S&G Sues NYEG to Enforce Written $3.39m Agreement to Sell 9.29 Acres in North Hempstead

Was Alleged Oral Modification of Contract of Sale Barred By the Statue of Frauds?

By written contract dated December 10, 2008, Alan Gestetner agreed to purchase and New York Golf Enterprises, Inc. agreed to sell 9.29 acres of property located in New Hempstead for the purchase price of $3,460,000. At the time the contract was entered into, the 9.29 acres were part of an undivided tax lot totaling approximately 160 acres on which NYGE operated a golf course. The contract called for the payment of $250,000 upon signing and an additional down payment of $750,000 due upon subdivision approval. It was undisputed that Gestetner did not tender payment of either the initial $250,000 down payment or the additional $750,000 down payment. It was also undisputed that on December 15, 2008, and again on December 19, 2008, nonparty Cheon Cho, who executed the contract as the president of NYGE, accepted two payments from Gestetner, each in the amount of $25,000.

S&G Golden Estates, LLC (a Gestetner-formed entity) sued NYGE for specific performance of the contract, alleging in the complaint “no downpayment was made at the time of signing, because the parties orally agreed that [NYGE] would accept periodic payments of $25,000 towards the initial downpayment amount until subdivision approval of the approximately nine-acre parcel, at which time any unpaid portion of the $250,000 downpayment would be paid, along with the $750,000 additional downpayment due upon subdivision approval.” In its answer, NYGE asserted the affirmative defense of the statute of frauds. Following a nonjury trial, Supreme Court determined that S&G was entitled to specific performance and entered a judgment directing specific performance of the contract. NYGE appealed.
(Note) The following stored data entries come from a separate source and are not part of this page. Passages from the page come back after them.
PR #279, opened 2021-01-28
Add Default Sarif report

Kamsiy:
This PR adds the default sarif report format for unsupported scanners (scanners that currently do not support sarif)


lib/sarif/base_sarif.rb
```diff
@@ -0,0 +1,42 @@
...
+    DEFAULT_URI = "https://github.com/coinbase/salus".freeze
+  
+    attr_reader :name, :tool, :results, :scan_report
+    def initialize(scan_report)
+      @name = scan_report.scanner_name
+      @scan_report = scan_report
+      @tool = get_tool
+      @results = get_results
+    end
+
```
joshua-ostrom, line 12: SARIF Reference: http://docs.oasis-open.org/sarif/sarif/v2.0/csprd01/sarif-v2.0-csprd01.html

Great start.  We will want to build out the generic SARIF a bit further here.


Let's build out the 3.13.1 invocation object.

- 3.13.9 exitCodeDescription 
- 3.13.10 exitSignalName property
- 3.13.11 exitSignalNumber property
- 3.13.13 toolExecutionSuccessful property
Sample from the SARIF spec:
```
{
  "exitCode": 1,
  "exitCodeDescription": "Scan successful; warnings detected.",
  "toolExecutionSuccessful": true
}
```
I'd read through that section of the spec and see if which of these and other's would be a good fit.  Happy to pair on that too if you'd like.  The individual scanning results can follow but we will want to build out to results a little more for our generic SARIF here 👍 

**3.13.20 toolNotification**

```          "toolNotifications": [

            {
              "id": "SAL0001",
              "level": "note",
              "message": {
                "text": "Salus does yet support SARIF details for this scanner"
              }

            }
```
This will give us flexibility to display genuine scan CVE's / issues separately from meta about scanner support.

3.13.21 configurationNotifications could be an option too but I think 3.13.20 toolNotification better reflects the spirit of the SARIF spec here.

joshua-ostrom: We probably will a list of toolNotifications that Salus will support.  You can start that list with a single entry if you want as shown above:
```
SALUS_TOOL_NOTIFIICATIONS = { sal0001: "Salus does yet support SARIF details for this scanner" } 
```
or similar

lib/sarif/base_sarif.rb
```diff
@@ -0,0 +1,42 @@
...
+        "driver": {
+          "name" => @scan_report.scanner_name,
+          "semanticVersion" => @scan_report.version || "",
+          "informationUri" => DEFAULT_URI
+        }
+      }
+    end
+    
+    # Retreives result section for sarif report
+    def get_results
```
joshua-ostrom, line 25: See note above this can be an empty array for now

lib/sarif/base_sarif.rb
joshua-ostrom: Note too as you stand this up, if you find the implementation growing to full construct parts of the SARIF json you can favor composition over inheritance and spin up small dedicated classes for each section. One for toolNotification for example.   Not a have to have, just a note to help you keep the code testable / manageable / SOLID.

spec/lib/sarif/base_sarif_spec.rb
```diff
@@ -0,0 +1,35 @@
+require_relative '../../spec_helper.rb'
```
joshua-ostrom, line 1: 💯 🎉 for specs up front here !

spec/lib/sarif/base_sarif_spec.rb
```diff
@@ -0,0 +1,35 @@
...
+
+describe Sarif::BaseSarif do
```
joshua-ostrom, line 3: One thought as you layout all of the specs.  It would be really nice to include validation against the SARIF json schema in the specs.  That way we know as we build out the SARIF that it conforms to the spec.

See https://github.com/ruby-json-schema/json-schema

We could add the schema as a fixture here and validate against it.  That will ensure this first pass is valid and as you stand up scanners we stay compliant.  

```
JSON::Validator.validate(schema, your_generated_sarif_here)
```

joshua-ostrom (commented):
Awesome start!  🎉 

Provided some comments along the way.

lib/sarif/base_sarif.rb
```diff
@@ -0,0 +1,42 @@
...
+      @results = results_info
+    end
+
+    # Retrieve tool section for sarif report
+    def tool_info
+      {
+        "driver": {
+          "name" => @scan_report.scanner_name,
+          "semanticVersion" => @scan_report.version || "",
+          "informationUri" => DEFAULT_URI
```
kiwiz, line 19: - `semanticVersion` might not apply to all the scanners, so it might be better to use `version` here
-  `DEFAULT_URI` is a better fit for `run.conversion.tool.driver`

lib/sarif/base_sarif.rb
Kamsiy: The toolNotification object is currently available in sarif version 2.0. 

In [sarif version 2.1 ](https://docs.oasis-open.org/sarif/sarif/v2.1.0/os/sarif-v2.1.0-os.html#_Toc34317588) there's a toolExecutionNotifications property (3.20.21) which has a similar function.

lib/sarif/base_sarif.rb
```diff
@@ -0,0 +1,68 @@
...
+      @tool = tool_info
+      @results = results_info
+    end
+
+    # Retrieve tool section for sarif report
+    def tool_info
+      {
+        "driver": {
+          "name" => scan_report.scanner_name,
+          "version" => scan_report.version || ""
```
ghbren, line 19: You don't need to `|| ""` because the scanner super class sets `version` to empty string.

lib/sarif/sarif_report.rb
```diff
@@ -0,0 +1,42 @@
...
+      @scan_reports.each { |scan_report| sarif_report["runs"] << converter(scan_report[0]) }
+      JSON.pretty_generate(sarif_report)
+    end
+
+    # Converts a ScanReport to a sarif report for the given scanner
+    #
+    # @params sarif_report [Salus::ScanReport]
+    # @return
+    def converter(scan_report)
+      adapter = "Sarif::#{scan_report.scanner_name.capitalize}Sarif"
```
ghbren, line 34: No need to `capitalize`.

spec/lib/sarif/sarif_report_spec.rb
```diff
@@ -0,0 +1,29 @@
...
+      custom_info = { bitcoin_price: 100_000 }
+      config = { lemurs: 'contained', raptors: 'loose' }
+      report = Salus::Report.new(project_name: name, custom_info: custom_info, config: config)
+      scan_reports.each { |scan_report| report.add_scan_report(scan_report, required: false) }
+      schema = JSON.parse(File.read('spec/fixtures/sarif/sarif-schema.json'))
+
+      body = JSON.parse(report.to_sarif)
+      report1 = body['runs'][0]['tool']
+      report2 = body['runs'][1]['tool']
+      expect(JSON::Validator.validate(schema, body)).to be true
```
ghbren, line 24: Can you update the base sarif class to always run `validate`?

lib/sarif/sarif_report.rb
```diff
@@ -0,0 +1,42 @@
...
+      converter = Object.const_get(adapter).new(scan_report)
+      converter.sarif_report
+    rescue NameError
```
ghbren, line 37: If I understand your intention correctly, `NameError` is only supposed to associate with `Object.const_get`.
But why is `converter.sarif_report` also part of the `begin ...` block?

spec/lib/sarif/sarif_report_spec.rb
ghbren: I would then include tests cases showing what happens when the sarif report is valid / invalid.

lib/sarif/sarif_report.rb
Kamsiy: The goal was to have the converter.sarif_report returned in either situation (If an adapter exists or if an adapter does not exist). Is there a cleaner way to achieve this? since I am repeating the same thing twice?

ghbren: I would move `converter.sarif_report` out of the the `begin...` block.

You can just return empty sarif report if there is an NameError, like
```ruby
begin ...
rescue NameError
  # return empty sarif report
end

converter.sarif_report
```

Now, a `return` inside `rescue` should work (unless you have an `ensure` block too).  But I'm not 100% sure.  Please test it.

Kamsiy: I tried an ensure block but it does not return anything. 

The rescue block is run if the adapter for a scanner cannot be instantiated. It would run the sarif_report for the BaseSarif class. However, if the converter/adapter can be instantiated, then it would run the sarif_report for that scanner's adapter (that is it would run GosecSarif.sarif_report instead of BaseSarif.sarif_report). 

I tried your suggestion but I had an issue. Having the function call in the rescue block alone would mean an instantiated adapter would not return a sarif_report. Because of this i call the sarif_report on both blocks(begin and rescue) because its called on two different objects

lib/sarif/sarif_report.rb
```diff
@@ -0,0 +1,55 @@
...
+    #
+    # @params sarif_report [Salus::ScanReport]
+    # @return
+    def converter(scan_report)
+      adapter = "Sarif::#{scan_report.scanner_name}Sarif"
+      begin
+        converter = Object.const_get(adapter).new(scan_report)
+      rescue NameError
+        converter = BaseSarif.new(scan_report)
+        return converter.build_runs_object
```
joshua-ostrom, line 50: is this return redundant?

lib/sarif/sarif_report.rb
```diff
@@ -0,0 +1,55 @@
...
+require 'json-schema'
+require_relative './base_sarif'
+module Sarif
+  # Class for generating sarif reports
+  class SarifReport
+    class SarifInvalidFormatError < StandardError; end
+
+    SARIF_VERSION = "2.1.0".freeze
+
+    SARIF_SCHEMA = "https://schemastore.azurewebsites.net/schemas"\
```
joshua-ostrom, line 11: Any reason for this site vs the SARIF site itself for sourcing the schema? 
http://docs.oasis-open.org/sarif/sarif/v2.0/csprd01/schemas/sarif-schema.json

ghbren (approved):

In reviewing a determination made after a nonjury trial, the authority of the appellate court is as broad as that of the trial court and may render the judgment it finds warranted by the facts, taking into consideration that, in a close case, the trial court had the advantage of seeing and hearing the witnesses.

The statute of frauds prohibits the enforcement of a  conveyance of real property without a written contract. While the statute of frauds empowers courts of equity to compel specific performance of agreements in cases of part performance, the claimed partial performance must be unequivocally referable to the agreement. Unequivocally referable conduct is conduct that is inconsistent with any other explanation. It is insufficient that the oral agreement gives significance to a plaintiff’s actions. Rather, the actions alone must be unintelligible or at least extraordinary, explainable only with reference to the oral agreement. Significantly, the doctrine of part performance is based on principles of equity, in particular, recognition of the fact that the purpose of the Statute of Frauds is to prevent frauds, not to enable a party to perpetrate a fraud by using the statute as a sword rather than a shield.
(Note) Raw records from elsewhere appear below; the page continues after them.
PR #280, opened 2021-01-29
Disable semgrep version check

kiwiz:
This causes the error handling [logic](https://github.com/kiwiz/salus/blob/0374056d0c049626b2f1e9e92a08f07582628c6b/lib/salus/scanners/semgrep.rb#L133) to pick up the wrong line if a new version exists.


ghbren:
could you merge with master?

kiwiz:
@ghbren 👍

Here, S&G failed to show partial performance of the alleged oral modification to the contract so as to excuse the absence of a writing under the statute of frauds. Contrary to S&G’s contention, NYGE’s conduct in proceeding with the application for subdivision approval did not constitute part performance since that conduct was consistent with the written terms of the contract and was not unequivocally referable to the modification S&G sought to impose.

      Similarly, Cho’s acceptance of the two checks totaling $50,000 was not unintelligible or extraordinary without reference to the alleged oral modification. And S&G failed to demonstrate a financial ability to complete the transaction.  S&G’s complaint against NYEG was dismissed.